Jun 12, 2026
No Equipment Athlete
1 Mile Run Test
Main WOD
- - Run 1 mile (1609 meters) at a consistent pace
Week 24 • Block 6 (Week 4/4) • Test Day
This Week's Focus
Running Economy
One-mile pace benchmark.
Benchmark Test: 1 Mile Run
Warm-Up
- - Dynamic stretches: leg swings, high knees, butt kicks (5 minutes)
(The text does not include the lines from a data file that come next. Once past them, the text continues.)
PR #890, opened 2017-02-20
Fix/451 method ids

### LINKED ISSUE #451: Having WooCommerce Connect Client active breaks WooThemes USPS Extension
With WCC activated, the (legacy) USPS option does not appear in navigation:

screen shot 2016-07-06 at 11 40 44 am

But once you deactivate WCC, it appears and is accessed just fine:

screen shot 2016-07-06 at 11 40 07 am

Possibly related to WCC using `usps` as the method_id

marcinbot:
Fixes #451 

The CL does two things:
* switches to using `method_id` instead of `id` to identify shipping zone methods
* on the first plugin load it migrates the existing services to also use `method_id`

To test:
* checkout Automattic/woocommerce-connect-server#785
* verify that every service-related request (saving and loading settings, requesting rates) works as expected
* also the WooCommerce USPS plugin should work now side by side with WooCommerce Services

### DIFF
--- a/classes/class-wc-connect-service-settings-store.php
+++ b/classes/class-wc-connect-service-settings-store.php
@@ -237,12 +237,12 @@ if ( ! class_exists( 'WC_Connect_Service_Settings_Store' ) ) {
 
 				$new_method_id = $service_schema->method_id;
 
-				$query = $wpdb->prepare(
-					"UPDATE {$wpdb->prefix}woocommerce_shipping_zone_methods " .
-					"SET method_id=%s " .
-					"WHERE instance_id=%s AND method_id=%s",
-					$new_method_id, $instance_id, $service_id);
-				$wpdb->query( $query );
+				$wpdb->update(
+					"{$wpdb->prefix}woocommerce_shipping_zone_methods",
+					array( 'method_id' => $new_method_id ),
+					array( 'instance_id' => $instance_id, 'method_id' => $service_id ),
+					array( '%s' ),
+					array( '%d', '%s' ) );
 
 				//update the migrated service settings
 				WC_Connect_Options::update_shipping_method_option( 'form_settings', $service_settings, $new_method_id, $instance_id );
--- a/classes/class-wc-connect-service-settings-store.php
+++ b/classes/class-wc-connect-service-settings-store.php
@@ -214,8 +214,9 @@ if ( ! class_exists( 'WC_Connect_Service_Settings_Store' ) ) {
 		 * Checks if the shipping method ids have been migrated to the "wc_services_*" format and migrates them
 		 */
 		public function migrate_legacy_services() {
-			if ( WC_Connect_Options::get_option( 'shipping_methods_migrated', false )
-				|| ! $this->service_schemas_store->get_all_shipping_method_ids() ) {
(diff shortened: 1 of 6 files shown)


jeffstieler:
On first page load I saw the following PHP warnings:

`Warning: Invalid argument supplied for foreach() in /srv/www/wordpress-default/public_html/wp-content/plugins/woocommerce-services/woocommerce-services.php on line 629`

`Warning: Invalid argument supplied for foreach() in /srv/www/wordpress-default/public_html/wp-content/plugins/woocommerce-services/woocommerce-services.php on line 645`

classes/class-wc-connect-service-settings-store.php
```diff
@@ -206,7 +208,49 @@ public function get_enabled_services() {
...
+				}
+
+				$new_method_id = $service_schema->method_id;
+
+				$query = $wpdb->prepare(
+					"UPDATE {$wpdb->prefix}woocommerce_shipping_zone_methods " .
+					"SET method_id=%s " .
+					"WHERE instance_id=%s AND method_id=%s",
+					$new_method_id, $instance_id, $service_id);
+				$wpdb->query( $query );
```
jeffstieler: Can [`$wpdb->update()`](https://developer.wordpress.org/reference/classes/wpdb/update/) be used here instead?

woocommerce-services.php
```diff
@@ -623,8 +624,10 @@ protected function get_service_object_by_id( $class_name, $service_id ) {
 		 * @return mixed
 		 */
 		public function woocommerce_shipping_methods( $shipping_methods ) {
-
-			$shipping_service_ids = $this->get_service_schemas_store()->get_all_service_ids_of_type( 'shipping' );
+			$shipping_service_ids = $this->get_service_schemas_store()->get_all_shipping_method_ids();
+			if ( ! $shipping_service_ids ) {
+				return $shipping_methods;
+			}
```
jeffstieler: See: https://github.com/Automattic/woocommerce-services/pull/890/files#r102328474 (applies to all below as well)

jeffstieler:
The changes look good - but I've come up with another question (sorry :D)

Is there any way to use a combination of `id` and `method_id` in the shipping method so we don't have to add support for two additional endpoints on the server?

Asked another way - why can't we still `POST /services/usps/settings`?

classes/class-wc-connect-service-settings-store.php
```diff
@@ -206,7 +208,49 @@ public function get_enabled_services() {
...
 			return $enabled_services;
+		}
+
+		/**
+		 * Checks if the shipping method ids have been migrated to the "wc_services_*" format and migrates them
+		 */
+		public function migrate_legacy_services() {
+			if ( WC_Connect_Options::get_option( 'shipping_methods_migrated', false ) //check if the method have already been migrated
+				|| ! $this->service_schemas_store->fetch_service_schemas_from_connect_server() //ensure the latest schemas are fetched
+				|| ! $this->service_schemas_store->get_all_shipping_method_ids() ) { //verify that the schemas contain the method_id field
```
DanReyLop: This check isn't needed. We can safely release the server before the client, server's changes are backwards-compatible. It doesn't hurt though, so leave it if you want.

- - Easy jog for 5 minutes to gradually increase heart rate
- - Strides: 4 x 50-meter pickups with 30-second rest between each
Recovery
- - Cool down walk for 5 minutes following the run
- - Light static stretching focusing on hamstrings, quads, and calves (5 minutes)
Mobility
- - Hip openers: 10 reps each side
- - Ankle circles: 10 reps each direction
- - Thoracic spine rotations: 10 reps each side
Coaching Advice
Target time: Finish under 8:00
How to pace: Aim to maintain an even pace throughout the mile, starting strong but conserving energy for the final sprint.
How to be competitive: Consider pacing slightly faster than your recent best to challenge your limits. Maintain focus on breath control and stride efficiency.
What you should feel: You should feel challenged but in control during the run; expect to push through discomfort in the final quarter mile. Afterward, feel accomplished and fatigued but satisfied.
Coach Note
This workout tests your running economy and pacing endurance. Focusing on a smooth, controlled effort will help you assess your progress and set benchmarks for future training. This is the culmination of the block's focus on running performance.